TRAIL: Trace Reasoning and Agentic Issue Localization
This addresses the need for scalable evaluation methods for agentic systems, which is crucial for developers and researchers working with AI agents, though it is incremental as it builds on existing benchmarks.
The paper tackles the problem of evaluating complex traces generated by agentic workflows, which current manual methods do not scale for, and introduces a dataset (TRAIL) of 148 human-annotated traces, revealing that modern LLMs perform poorly with only 11% accuracy on trace debugging.

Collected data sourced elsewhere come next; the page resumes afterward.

PR #737, opened 2023-06-29
feat(react-native): align call participants list with figma

santhoshvai:
The changes: https://www.loom.com/share/b1065f4762bd4bf88ebdb790fc21ad75?sid=9fd5f403-958a-4368-913d-c0d25ed53858

In figma, on 1:1 calls the video stream takes the full space. This pattern can be seen in 2:1 calls too. 4:1 and then 6:1. 

When its more than 6 participants we start to scroll.

This PR implements the above behavior.


vanGalilea:
Great PR!

vanGalilea (changes requested):
There is some regression

vanGalilea (approved):

PR #740, opened 2023-07-01
fix: strict mode issue

szuperaz:
Another option, inspired by @arnautov-anton's one client-one user suggestion. 

- Remove react sample app
- Fix an issue with `assertCallJoined`
- `call.leave` now waits for ongoing `call.join` -> this way we can handle fast `call.join()` - `call.leave` cycles that happen with strict mode
- Client and call lifecycle now entirely handled by integrators


szuperaz:
Can someone help with the [yarn.lock](https://github.com/GetStream/stream-video-js/actions/runs/5486810131/jobs/9997391621?pr=740#step:6:131) issue? I know this error, but always forget the solution.

packages/client/src/Call.ts
```diff
@@ -1221,6 +1217,84 @@ export class Call {
     return this.publisher?.updateVideoPublishQuality(enabledRids);
   };
 
+  private handleOnTrack = (e: RTCTrackEvent) => {
+    const [primaryStream] = e.streams;
+    // example: `e3f6aaf8-b03d-4911-be36-83f47d37a76a:TRACK_TYPE_VIDEO`
+    const [trackId, trackType] = primaryStream.id.split(':');
+    this.logger('info', `Got remote ${trackType} track:`);
```
oliverlaz, line 1224: This is probably a bad merge. `handleOnTrack` now lives in `Subscriber`.

packages/client/src/StreamVideoClient.ts
```diff
@@ -126,30 +129,30 @@ export class StreamVideoClient {
    * @param token a token or a function that returns a token.
    */
   async connectUser(
-    user?: User,
-    token?: TokenOrProvider,
+    user: User,
+    token: TokenOrProvider,
```
oliverlaz, line 133: Should we store these values on the client instance?
```
this.user = user;
this.token = token;
```

packages/client/src/Call.ts
szuperaz: uh, thanks for catching that fixed

packages/react-bindings/src/contexts/StreamVideoContext.tsx
```diff
@@ -36,26 +36,9 @@ export const StreamVideo = ({
...
-    return () => {
-      prevClient.current
-        ?.disconnectUser()
-        .catch((error) => console.error(`Failed to disconnect`, error));
-    };
-  }, [client]);
-
+  if (!client) {
+    return null;
+  }
```
oliverlaz, line 41: I'd rather lift this to the apps. This way, it is a bit implicit.

packages/client/src/StreamVideoClient.ts
szuperaz: We need to have `user` and `token` as params in case someone does `connectUser` separate from `constructor`.  I think the API is cleaner if they are required than if they are optional.

packages/react-bindings/src/contexts/StreamVideoContext.tsx
szuperaz: I did this to avoid having to do this for all apps: 

```
{client && <StreamVideo>{call && <StreamCall></StreamCall>}</StreamVideo>}
```

It was lots of extra work since both `client` ans `call` are `undefined` initially

packages/client/src/StreamVideoClient.ts
oliverlaz: yes, that's fine. What I was suggesting is, we don't seem to update the instance variables:
```ts
const client = new StreamVideoClient({ user: 'oliver' });
client.connectUser('zita');
console.log(client.user): // oliver
```

packages/react-bindings/src/contexts/StreamVideoContext.tsx
oliverlaz: I worry if we leave it like this, we would be making a huge breaking change in case we stop accepting "undefined" `client` or `call` in those providers.

packages/client/src/StreamVideoClient.ts
szuperaz: I removed the instance variables since your comment, we don't need them anymore

packages/react-bindings/src/contexts/StreamVideoContext.tsx
szuperaz: Yes, if we change this, that'd be a breaking change. But since we don't have plans for doing that at the moment, I think it's better to live with this convenience than to remove it just because we might break this in the future.

MartinCupela (approved):

PR #744, opened 2023-07-03
feat: stop tracking permission requests in Call state

MartinCupela:
We stop tracking `call.permission_request` events in `Call` state to avoid the `useCallPermissionRequest` hook emitting repeatedly the same event on each re-render. That would lead to duplication of the same event in the component's local state of requests list.

### DIFF
--- a/packages/client/src/events/__tests__/call-permissions.test.ts
+++ b/packages/client/src/events/__tests__/call-permissions.test.ts
@@ -2,48 +2,12 @@ import { describe, expect, it } from 'vitest';
 import { CallState } from '../../store';
 import {
   watchCallGrantsUpdated,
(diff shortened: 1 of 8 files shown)


szuperaz:
@MartinCupela what's the way to reproduce the problem? I tested with the dogfood app on `main` and couldn't see duplicate permission requests. Is it a strict mode related problem?

szuperaz:
> @MartinCupela what's the way to reproduce the problem? I tested with the dogfood app on `main` and couldn't see duplicate permission requests. Is it a strict mode related problem?

@oliverlaz explained this in the sync meeting. I see the problem now.

szuperaz (approved):

oliverlaz (approved):

PR #745, opened 2023-07-03
chore: restructure comp

vanGalilea:
## Goal
This PR aims to align all UI components with other SDKs and future docs.

## Implementation
- Directory structure was changed
- Components were renamed
- Components sorted by 3 domains (call, participants and utility) and whether their internal or not


packages/react-native-sdk/src/components/call/CallParticipantsListView.tsx
vanGalilea, line 1: add View post fix

vanGalilea: add to index.ts to export

packages/react-native-sdk/src/components/participants/ParticipantsInfoBadge.tsx
vanGalilea, line 1: name file also ParticipantsInfoBadge

PR #746, opened 2023-07-03
feat: reconnection flow support for RN

santhoshvai:
## The main change

In `call.ts`, changed the window.eventlistener mechanism to detect online/offline to use the videoclient's connection change event. So that it works across RN and web

## Tested on

* ios device, android emulator, react web dogfood in desktop

### DIFF
--- a/packages/client/src/Call.ts
+++ b/packages/client/src/Call.ts
@@ -103,7 +103,6 @@ import {
   StreamCallEvent,
 } from './coordinator/connection/types';
 import { getClientDetails } from './client-details';
-import { isReactNative } from './helpers/platforms';
 import { getLogger } from './logger';
 
 /**
@@ -134,16 +133,6 @@ export class Call {
    * The state of this call.
    */
   readonly state = new CallState();
-
-  private rejoinPromise: (() => Promise<void>) | undefined;
-
-  /**
-   * A promise that exposes the reconnection logic
-   * The use-case is for the react-native platform where online/offline events are not available in the window
-   */
-  get rejoin(): (() => Promise<void>) | undefined {
-    return this.rejoinPromise;
-  }
 
   /**
    * Flag indicating whether this call is "watched" and receives
@@ -387,7 +376,6 @@ export class Call {
     if (callingState === CallingState.LEFT) {
       throw new Error('Cannot leave call that has already been left.');
     }
-    this.rejoinPromise = undefined;
 
     if (this.ringing) {
       // I'm the one who started the call, so I should cancel it.
@@ -685,7 +673,7 @@ export class Call {
       // we shouldn't be republishing the streams if we're migrating
       // as the underlying peer connection will take care of it as part
       // of the ice-restart process
-      if (localParticipant && !isReactNative() && !migrate) {
+      if (localParticipant && !migrate) {
         const {
           audioStream,
           videoStream,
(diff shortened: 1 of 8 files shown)


packages/client/src/Call.ts
```diff
@@ -135,16 +134,6 @@ export class Call {
...
-  private rejoinPromise: (() => Promise<void>) | undefined;
-
-  /**
-   * A promise that exposes the reconnection logic
-   * The use-case is for the react-native platform where online/offline events are not available in the window
-   */
-  get rejoin(): (() => Promise<void>) | undefined {
-    return this.rejoinPromise;
-  }
-
```
oliverlaz, line 147: 🚀 🚀 🚀

packages/client/src/Call.ts
```diff
@@ -766,38 +750,44 @@ export class Call {
...
+      'connection.changed',
+      (e) => {
+        if (e.type !== 'connection.changed') return;
+        if (!e.online) return;
+        unsubscribeOnlineEvent();
+        if (
+          [CallingState.JOINED, CallingState.JOINING].includes(
+            this.state.callingState,
+          )
+        ) {
```
oliverlaz, line 763: I'm not sure about this... shouldn't we run this code only when the call state is `offline`?

packages/client/src/Call.ts
```diff
@@ -766,38 +750,44 @@ export class Call {
...
+    );
+    const unsubscribeOfflineEvent = this.streamClient.on(
+      'connection.changed',
+      (e) => {
+        if (e.type !== 'connection.changed') return;
+        if (e.online) return;
+        unsubscribeOfflineEvent();
+        this.state.setCallingState(CallingState.OFFLINE);
+      },
+    );
```
oliverlaz, line 785: Perhaps you can merge the two event handlers in one

santhoshvai: We unfortunately cant.. the event listeners have to be unsubscribed as soon as it is fired once so that it doesn't live until the entire life of the call until call is left.

packages/client/src/Call.ts
santhoshvai: In react native, the sfu close event comes very fast when going offline (airplane mode).. so rejoin starts before we can inform to call.ts that we are offline. Hence the state changes from "offline" to ""reconnecting_failed"

Thats why I had to do this instead. 

Alternatively we could choose to not set "reconnecting_failed" when offline

what is better?

oliverlaz: What is the SFU "close" code in this case? Reconnection should start only if the WS is terminated abruptly (1006).

packages/client/src/Call.ts
oliverlaz: oh, ok. Understood.

packages/client/src/Call.ts
santhoshvai: As discussed, I have changed this condition to 

```
        if (
          callingState === CallingState.OFFLINE ||
          callingState === CallingState.RECONNECTING_FAILED
        ) { rejoin()... }
```

oliverlaz (approved):

sample-apps/react-native/dogfood/src/components/ActiveCallHeader.tsx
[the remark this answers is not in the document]
santhoshvai: copied the name from react sdk, but yeah I agree that notification is a better name

will change it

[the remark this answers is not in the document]
santhoshvai: done

vanGalilea (approved):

The increasing adoption of agentic workflows across diverse domains brings a critical need to scalably and systematically evaluate the complex traces these systems generate. Current evaluation methods depend on manual, domain-specific human analysis of lengthy workflow traces - an approach that does not scale with the growing complexity and volume of agentic outputs. Error analysis in these settings is further complicated by the interplay of external tool outputs and language model reasoning, making it more challenging than traditional software debugging. In this work, we (1) articulate the need for robust and dynamic evaluation methods for agentic workflow traces, (2) introduce a formal taxonomy of error types encountered in agentic systems, and (3) present a set of 148 large human-annotated traces (TRAIL) constructed using this taxonomy and grounded in established agentic benchmarks. To ensure ecological validity, we curate traces from both single and multi-agent systems, focusing on real-world applications such as software engineering and open-world information retrieval. Our evaluations reveal that modern long context LLMs perform poorly at trace debugging, with the best Gemini-2.5-pro model scoring a mere 11% on TRAIL. Our dataset and code are made publicly available to support and accelerate future research in scalable evaluation for agentic workflows.